The incident must have had a dramatic psychological impact on the complainant. The strangers whom she encountered immediately after the incident (the passer-by and the taxi driver) observed that she was distressed. Almost 12 months later, when she gave evidence at the trial, she sobbed when her pre-recorded evidence-in-chief interview was played.
As Vunilagi was the instigator of the event and the principal offender, much of the psychological impact must be attributed to his conduct. However, all offenders must accept some responsibility.
Objective seriousness
At [483]–[484] of Vunilagi (No 2), I stated:
I am satisfied beyond reasonable doubt that Vatanitawake was reckless as to the complainant’s consent. … Even if he was highly intoxicated, Vatanitawake must, at least, have realised that the complainant may not have been consenting, especially given the presence of Vunilagi. Vatanitawake made no inquiry of the complainant.
I am satisfied beyond reasonable doubt that Vatanitawake’s conduct occurred in the company of Vunilagi. At first, Vatanitawake may not have known that Vunilagi intended to engage in simultaneous intercourse.

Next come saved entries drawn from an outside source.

PR #992, opened 2017-04-06
Add provision to setup Flask logging with filters for SentryHandler

arnavk:
Hi there! Would this be something you're willing to accept?

Add a provision to provide filters for SentryHandler while setting up integration with a Flask app. This is currently possible by poking around the SentryHandler after it has been configured in the `init_app` step but this patch could (maybe) make things a little convenient. If yes, then I can add tests and docs as well.

Usage:
```python
my_filter = SomeLoggingFilter()
sentry.init_app(app, logging_filters=my_filter)
```

### DIFF
--- a/raven/contrib/flask.py
+++ b/raven/contrib/flask.py
@@ -94,13 +94,14 @@ class Sentry(object):
     # gets shared by every app that does init on it
     def __init__(self, app=None, client=None, client_cls=Client, dsn=None,
                  logging=False, logging_exclusions=None, level=logging.NOTSET,
-                 wrap_wsgi=None, register_signal=True):
+                 wrap_wsgi=None, register_signal=True, logging_filters=None):
         if client and not isinstance(client, Client):
             raise TypeError('client should be an instance of Client')
 
         self.dsn = dsn
         self.logging = logging
         self.logging_exclusions = logging_exclusions
+        self.logging_filters = logging_filters
         self.client_cls = client_cls
         self.client = client
         self.level = level
@@ -236,7 +237,7 @@ class Sentry(object):
 
     def init_app(self, app, dsn=None, logging=None, level=None,
                  logging_exclusions=None, wrap_wsgi=None,
-                 register_signal=None):
+                 register_signal=None, logging_filters=None):
         if dsn is not None:
             self.dsn = dsn
 
@@ -262,6 +263,12 @@ class Sentry(object):
         if logging_exclusions is not None:
             self.logging_exclusions = logging_exclusions
 
+        if logging_filters is not None:
+            if not isinstance(logging_filters, list):
+                logging_filters = [logging_filters]
+
+            self.logging_filters = logging_filters
+
         if not self.client:
             self.client = make_client(self.client_cls, app, self.dsn)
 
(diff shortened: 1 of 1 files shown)


arnavk:
any opinions?

dcramer:
I think it'd be better if we sent a signal, or something similar, so that you could do whatever you wanted here vs a one-off for filters.

raven/contrib/flask.py
```diff
@@ -270,7 +277,11 @@ def init_app(self, app, dsn=None, logging=None, level=None,
             if self.logging_exclusions is not None:
                 kwargs['exclude'] = self.logging_exclusions
 
-            setup_logging(SentryHandler(self.client, level=self.level), **kwargs)
+            handler = SentryHandler(self.client, level=self.level)
+            setup_logging(handler, **kwargs)
+            if logging_filters is not None:
+                for _filter in logging_filters:
```
mitsuhiko: why is this called `_filter` and not `filter`?

arnavk: Oops, should have been `filter`

arnavk:
@dcramer did you mean send a signal that the SentryHandler was added (with a reference to the handler?)

dcramer:
@arnavk it could just be a signal that setup_logging was called with the details. Then you can do whatever you want. Its a lot more flexible and still very easy to instrument.

raven/contrib/flask.py
arnavk: I remember now...`filter` is a function... so I just avoided that. Are you ok with `filter` as a name here or should I use `f` or something?

arnavk:
@dcramer If I understand you correctly, once this signal is written, this PR should be replaced by a signal handler like so:

```
def init_app_called_handler(self, app, logging=None, **kwargs):
    if logging is not None:
        self.logging = logging

    if logging_exclusions is not None:
        self.logging_exclusions = logging_exclusions

    if logging_filters is not None:
        if not isinstance(logging_filters, list):
            logging_filters = [logging_filters]

        self.logging_filters = logging_filters
    if self.logging:
        kwargs = {}
        if self.logging_exclusions is not None:
            kwargs['exclude'] = self.logging_exclusions

        handler = SentryHandler(self.client, level=self.level)
        setup_logging(handler, **kwargs)
        if logging_filters is not None:
            for _filter in logging_filters:
                handler.addFilter(_filter)

```

Is that accurate?

dcramer:
@arnavk I'm suggesting firing a signal so anyone can deal with it in whatever way they want, since this filters thing is fairly specific and we get to a point where configuration is too complex to solve ever need.

There's a couple of approaches we could do, though some have complexity:

1. We could fire a signal when Raven is configured
2. We could fire a signal when setup_logging is called
3. Flask-only: We could fire a signal in one or both of the above

The problem with 1/2 is that we'd need our own signal framework in place. It's not a complex thing, but it's probably overkill at this point. Whereas with #3, we can just require blinker like we already do, and wire, at the very least, setup_logging to fire something like a logging_configured signal. Your app could then just bind to that and add any filters/whatever from there.

arnavk:
Ok, I'll rework this with #3. Since it'll likely be a bigger change, I'll make a separate PR and I'm closing this one for now. Thanks, @dcramer!

PR #1007, opened 2017-05-24
Ensure consistent fingerprint for SoftTimeLimitExceeded exceptions

adamcharnock:
I've been finding that ``SoftTimeLimitExceeded`` exceptions have not been grouped in the Sentry UI as I would have expected. I believe I have traced it down to the line changed in this pull request. They seemed to occasionally stop form new groups for non-obvious reasons.

After looking around, it seems that ``sender`` (presumably a task instance) includes an object ID in its string representation. As a result, the fingerprint would be different for every celery worker process.

This change will attempt to use the full task name (i.e. ``"my.app.tasks.do_it"``) before falling back to the original implementation.

### DIFF
--- a/raven/contrib/celery/__init__.py
+++ b/raven/contrib/celery/__init__.py
@@ -73,7 +73,7 @@ class SentryCeleryHandler(object):
 
         # This signal is fired inside the stack so let raven do its magic
         if isinstance(einfo.exception, SoftTimeLimitExceeded):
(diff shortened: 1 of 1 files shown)


dcramer:
What version of Celery was this on btw?

adamcharnock:
Thanks @dcramer, this was on celery 4.0.2, raven 5.27.0.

However, throughout the time that Vatanitawake engaged in sexual intercourse with the complainant, the men were present together for the purpose of Vatanitawake engaging in sexual intercourse. While Vatanitawake’s intercourse continued, Vunilagi obliged the complainant to fellate him in circumstances which must have been known Vatanitawake.
At [438], I said:
[I]t can readily be accepted that, when extremely intoxicated and sexually frustrated, Vunilagi directed the younger man who owed him respect to engage in sexual intercourse while requiring the complainant to fellate him.
The offence was not planned; the offender did not initiate the offence but responded to Vunilagi’s invitation or direction to enter the room. Vunilagi was considerably older than Vatanitawake and, for that reason and because of his status as an excellent rugby union player, he was owed respect. Further, Vatanitawake may have been influenced by Vunilagi’s somewhat overbearing presence.
Nevertheless, Vatanitawake was an adult to whom the complainant’s physically vulnerable position would have been apparent and who must have realised that the complainant may not have been consenting.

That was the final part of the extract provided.